Exercise objective:
Which lines in the records below contain the word "search"? Report each of them.
[Opening Input section]
PR #270, opened 2022-11-08
Feature germsel enhancements

coreyostrove:
First, and primary, PR for a bunch of branches that revamp the germ selection code. This update adds a number of additional performance enhancements:

- Better deduping routines for decreasing the size of the search space.
- A new hybrid caching scheme that leverages the low-rank nature of the Jacobians for individual germs.
- An alternative implementation of the greedy search that uses this hybrid cache to very quickly evaluate the cost function for candidate germ set additions using low-rank psuedoinverse updates.

Because I practiced terrible branch hygiene (but also in part because some changes to the germ sel code were in service of other algorithms), there are a number of additional updates in the pipeline, specifically on the branches 'feature-fpr-algorithm-performance' and 'feature-fidsel-performance'. This includes better docstrings, logging/exception messages and the removal of a bunch of debugging print statements.


pygsti/algorithms/germselection.py
```diff
@@ -1529,15 +1744,41 @@ def find_germs_breadthfirst(model_list, germs_list, randomize=True,
...
+            for j, idx in enumerate(nonzero_weight_indices):
+                if j==0:
+                    temp_DDD = derivDaggerDeriv[0][idx] @ derivDaggerDeriv[2][idx]
+                else:
+                    temp_DDD += derivDaggerDeriv[0][idx] @ derivDaggerDeriv[2][idx]
+                    
+                #print('temp_DDD shape= ',temp_DDD.shape) 
+            currentDDDList.append(temp_DDD)
 
     else:  # should be unreachable since we set 'mode' internally above
```
enielse, line 1783: This is no longer unreachable - should remove this comment.

pygsti/algorithms/germselection.py
```diff
@@ -2219,3 +2472,1515 @@ def rcl_fn(x): return _scoring.filter_composite_rcl(x, alpha)
...
+    
+        
+    return cleaned_availableGermList, cleaned_circuit_cache_1
+    
+
+#new function for taking a list of available fiducials and generating a cache of the PTMs
+#this will also be useful trimming the list of effective identities and fiducials with
+#duplicated effects.
+
+def create_circuit_cache(model, circuit_list):
```
enielse, line 2532: I think is function is a duplicate of one in fiducialselection.py -- if so we should just use that one.

pygsti/algorithms/germselection.py
```diff
@@ -169,19 +244,31 @@ def find_germs(target_model, randomize=True, randomization_strength=1e-2,
             'comm': comm,
             'mem_limit': mem_limit,
             'profiler': profiler,
-            'num_nongauge_params': num_nongauge_params
+            'num_nongauge_params': num_nongauge_params,
+            'num_gauge_params': num_gauge_params,
```
enielse, line 248: Does this function need both num_nongauge_params and num_gauge_params as parameters?  It seems like the latter may not be used, in which case it'd probably be good to remove it?  I may be missing something here though.

enielse (approved):
Looks great - if possible, and before you forget, perhaps throw into the docstrings a few more references to the low-rank-update algorithms/formula, i.e., in the literature or on the web?

pygsti/algorithms/germselection.py
coreyostrove: Probably not. I think the value of num_gauge_params is used exactly once and just for convience (i.e. it could just as easily be replaced by num_params-num_nongauge_params). I must've had a reason for wanting this at some point, but that looks to be lost to time. I'll add refactoring this to remove that argument to my to-do list.

coreyostrove: Just pushed a refactor for this.

pygsti/algorithms/germselection.py
coreyostrove: Done

enielse (approved):

pygsti/algorithms/germselection.py
enielse: Ah, I see.  You could just leave this until later, but it'd probably be useful to at least add a comment now mentioning that this is essentially a duplicate of what's in `fiducialselection.py`.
[Closing Input section]
Written answer:
- Better deduping routines for decreasing the size of the search space.
- An alternative implementation of the greedy search that uses this hybrid cache to very quickly evaluate the cost function for candidate germ set additions using low-rank psuedoinverse updates.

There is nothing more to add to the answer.